[TASK BRIEF]:
Among the records below, find each line bearing the word "please" and copy it.

....

PR #2532, opened 2023-01-30
use invitations form the user info when populating manage invitations page

alexbruy:
When showing user invitations after login, we should not send another request to the server to list invitations, as user profile already has this information. Send request to the server only when switch workspace page is opened, because in this case we want to get also any new invitations.

**NOTE**: ~~this won't work correctly now, as user profile does not include expiration date for invitations~~

### DIFF
--- a/app/qml/ManageInvitationsPage.qml
+++ b/app/qml/ManageInvitationsPage.qml
@@ -104,7 +104,6 @@ Page {
         Repeater {
           id: invRepeater
 
-          // TODO: change model to userInfo -> invitations
           model: InvitationsProxyModel {
             invitationsSourceModel: InvitationsModel {
               merginApi: __merginApi
--- a/app/qml/ManageInvitationsPage.qml
+++ b/app/qml/ManageInvitationsPage.qml
@@ -108,6 +108,7 @@ Page {
           model: InvitationsProxyModel {
             invitationsSourceModel: InvitationsModel {
               merginApi: __merginApi
+              fetchFromServer: false
             }
           }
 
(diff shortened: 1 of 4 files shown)


tomasMizera:
@alexbruy Let's target this one also to `2.0.1 dev` branch

alexbruy:
Added workaround: invitations without date considered as valid.

app/qml/ManageInvitationsPage.qml
```diff
@@ -107,6 +107,7 @@ Page {
           model: InvitationsProxyModel {
             invitationsSourceModel: InvitationsModel {
               merginApi: __merginApi
+              fetchFromServer: false
```
tomasMizera, line 110: We can remove the todo in line `106`

tomasMizera, line 110: If you set `fetchFromServer` to false here, it will never call the `v1/invitations`, will it? My understanding is that you need to make a property in `ManageInvitationsPage` and change this flag based on that property

tomasMizera (changes requested):

tomasMizera:
Let's target `2.1.0` here as well

app/qml/ManageInvitationsPage.qml
alexbruy: Right, we don't want to query server again, as invitations already fetched as a part of the user info request.

tomasMizera: Oh, right. I've forgotten that we use a different component on the `switchWorkspace` page. My bad!

tomasMizera:
@alexbruy If we change the branch to 2.1.0 then I am happy to merge this

tomasMizera (approved):

PatrikMizera:
tested on Android, invitations are functional

PR #2541, opened 2023-01-31
hide create workspace button

alexbruy:
hide workspace button from manage invitations page


app/qml/ManageInvitationsPage.qml
```diff
@@ -185,7 +186,7 @@ Page {
           verticalAlignment: Qt.AlignVCenter
           horizontalAlignment: Qt.AlignHCenter
 
-          visible: !__purchasing.transactionPending
+          visible: root.showCreate && !__purchasing.transactionPending
```
tomasMizera, line 189: I wonder why in the world we had this check here 🤔 

```suggestion
          visible: root.showCreate
```

tomasMizera (approved):

PR #2544, opened 2023-02-01
Fix field validations

alexbruy:
Bring back field validations by storing value entered by the user as a "raw" value and running validations against this value instead of using value converted to the compatible form for the field.

### DIFF
--- a/app/attributes/attributecontroller.cpp
+++ b/app/attributes/attributecontroller.cpp
@@ -1112,6 +1112,8 @@ bool AttributeController::setFormValue( const QUuid &id, QVariant value )
     QgsField field = item->field();
     QVariant val( value );
 
+    item->setRawValue( val );
+
     if ( !field.convertCompatible( val ) )
     {
       QString msg( tr( "Value \"%1\" %4 could not be converted to a compatible value for field %2(%3)." ).arg( value.toString(), field.name(), field.typeName(), value.isNull() ? "NULL" : "NOT NULL" ) );
--- a/app/attributes/attributecontroller.cpp
+++ b/app/attributes/attributecontroller.cpp
@@ -458,7 +458,6 @@ void AttributeController::updateOnFeatureChange()
         {
           mFeatureLayerPair.featureRef().setAttribute( fieldIndex, rememberedValue );
           itemData->setRawValue( rememberedValue );
-          emit formDataChanged( itemData->id(), { AttributeFormModel::RawValue } );
         }
       }
     }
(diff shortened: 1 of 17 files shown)


app/attributes/attributecontroller.cpp
```diff
@@ -457,6 +457,8 @@ void AttributeController::updateOnFeatureChange()
         if ( shouldUseRememberedValue )
         {
           mFeatureLayerPair.featureRef().setAttribute( fieldIndex, rememberedValue );
+          itemData->setRawValue( rememberedValue );
+          emit formDataChanged( itemData->id(), { AttributeFormModel::RawValue } );
```
tomasMizera, line 461: It should (hopefully) not be necessary to emit the signal here as later we call the `derived`

app/qml/editor/inputrangeeditable.qml
```diff
@@ -88,14 +88,6 @@ AbstractEditor {
         onTextEdited: {
           let val = text.replace( ",", "." ).replace( / /g, '' ) // replace comma with dot
 
-          let endsWithDecimalSeparator = val.endsWith('.');
```
tomasMizera, line 91: We need to remove this hack also in `app/qml/editor/inputtextedit.qml`

app/attributes/fieldvalidator.cpp
```diff
@@ -35,7 +35,8 @@ FieldValidator::ValidationStatus FieldValidator::validate( const FeatureLayerPai
   ValidationStatus state = Valid;
 
   const QgsField field = item.field();
-  QVariant value = pair.feature().attribute( item.fieldIndex() );
+  //QVariant value = pair.feature().attribute( item.fieldIndex() );
```
tomasMizera, line 38: comment

app/attributes/attributecontroller.h
```diff
@@ -167,6 +167,7 @@ class  AttributeController : public QObject
     void featureIdChanged();
     void changesCommited();
     void commitFailed();
+    void rawValueChanged();
```
tomasMizera, line 170: What is the point of this signal?

tomasMizera:
This is a big change and needs proper testing -> let's have it in `2.1.0` instead

app/attributes/attributecontroller.h
alexbruy: Mayber I get it wrong, but we talked about it and have it in the diagrams. Removed.

tomasMizera (approved):
Code is looking good :) Let's test this properly

tomasMizera:
@alexbruy can you rebase this branch please in order to have ios testing candidates? Thanks!

PR #2550, opened 2023-02-08
fix refreshing of home projects after login

alexbruy:
As we now create UI dynamically we should explicitly set state for `pageContent` component after it is constructed, otherwise state will be an empty string and `refreshProjectList()` won't be executed.


app/qml/ProjectPanel.qml
```diff
@@ -351,6 +351,10 @@ Item {
           }
         ]
 
+        Component.onCompleted: {
+          pageContent.state = "local"
+        }
```
tomasMizera, line 356: Let's try as follows
```suggestion
        state: "local"
```

tomasMizera (approved):

PR #2559, opened 2023-02-15
evaluate default value expressions for fields outside form (fix #2548)

### LINKED ISSUE #2548: Default values in fields outside of the feature form are not (re-)evaluated
Mergin Maps Input 2.0.0 and 2.0.1 will not evaluate default expressions for fields in a layer that are not part of the feature form. This is because the `QgsVectorLayerUtils::createFeature` is no longer used in `RecordingMapTool` due to issues with expressions (https://github.com/MerginMaps/input/pull/2418/commits/489285f5709bafec2dfa8c32e866a823365bfb92). 

To fix this, the `AttributeController::recalculateDefaultValues` method should recalculate default values for all fields in the layer, not just those from the form. 

Note: this issue does not occur for no-geometry layers or when creating features through a relation. 

**Workaround:** add these fields to the feature form and set them as "Hidden."

alexbruy:
Before evaluating default values for the form fields we now evaluate default values for all fields with the default expression which are not included in the form.

Fixes #2548.


app/attributes/attributecontroller.cpp
```diff
@@ -526,6 +556,50 @@ bool AttributeController::recalculateDefaultValues(
   bool isFirstUpdateOfNewFeature
 )
 {
+  // update default values for fields which are not in the form
+  QSet<int>::iterator it = mExpressionFieldsOutsideForm.begin();
+  while ( it != mExpressionFieldsOutsideForm.end() )
```
tomasMizera, line 561: Let's use `for` instead and we are ready to merge

tomasMizera (approved):

PR #2560, opened 2023-02-19
fix entering negative values in range field

alexbruy:
Fixes enetering of minus sign in the range field, as per https://app.clickup.com/t/861mctcbe


tomasMizera (changes requested):
@alexbruy please provide the following
- description
- auto tests
- explanation why this is needed

This piece of code looks dangerous as it effectively returns `rawValue` when someone asks for `AttributeValue` in `attributeformmodel` https://github.com/MerginMaps/input/blob/1b7c002f0e4eefdf183222721f996c5f17353b75/app/attributes/attributeformmodel.cpp#L60 What is the reason to return the `rawValue`?

alexbruy:
Can you provide guidelines on how should I test UI behaviour?

tomasMizera (approved):

PR #2575, opened 2023-02-22
Disable HTTP/2 requests to work around a networking bug

### LINKED ISSUE #2572: Danish WMS server from SDFI does not work anymore
When using a particular WMS server (`https://api.dataforsyningen.dk/orto_foraar_DAF`), the initial GetCapabilities request fails to finish properly.

- Regression in Input >= 2.0
- This can be reproduced also outside of Input / QGIS, just by using Qt's networking classes.
- Only Qt6 is affected, it works fine on Qt5 build of the same code
- It works fine with other HTTP(S) URLs, only this server seems to be affected

wonder-sk:
Fixes #2572 

Qt5 has HTTP/2 disabled by default, Qt6 has HTTP/2 enabled by default.

Users have reported that WMS server of Danish SDFI is not working anymore and it turns out it is due to a bug in Qt ([QTBUG-111417](https://bugreports.qt.io/browse/QTBUG-111417)) so let's avoid HTTP/2 for the time being.

### DIFF
--- a/app/main.cpp
+++ b/app/main.cpp
@@ -31,6 +31,7 @@
 #include "qgsconfig.h"
 #include "qgsproviderregistry.h"
 #include "qgsmaplayerproxymodel.h"
+#include "qgsnetworkaccessmanager.h"
 
 #include "androidutils.h"
 #include "ios/iosutils.h"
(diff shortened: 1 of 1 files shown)


tomasMizera (approved):
Nice! Thanks for the fix @wonder-sk 
We could use this approach to automatically log all requests/responses in MerginApi too 👏🏻

PR #2630, opened 2023-03-13
fix endless spinner in project list

alexbruy:
Setting state directly does not work as expected, reverting back to use `onCompleted`.


tomasMizera:
Unfortunately, I can't see any difference in behaviour.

....

[SOLUTION FOR THIS TASK]:
@alexbruy can you rebase this branch please in order to have ios testing candidates? Thanks!
@alexbruy please provide the following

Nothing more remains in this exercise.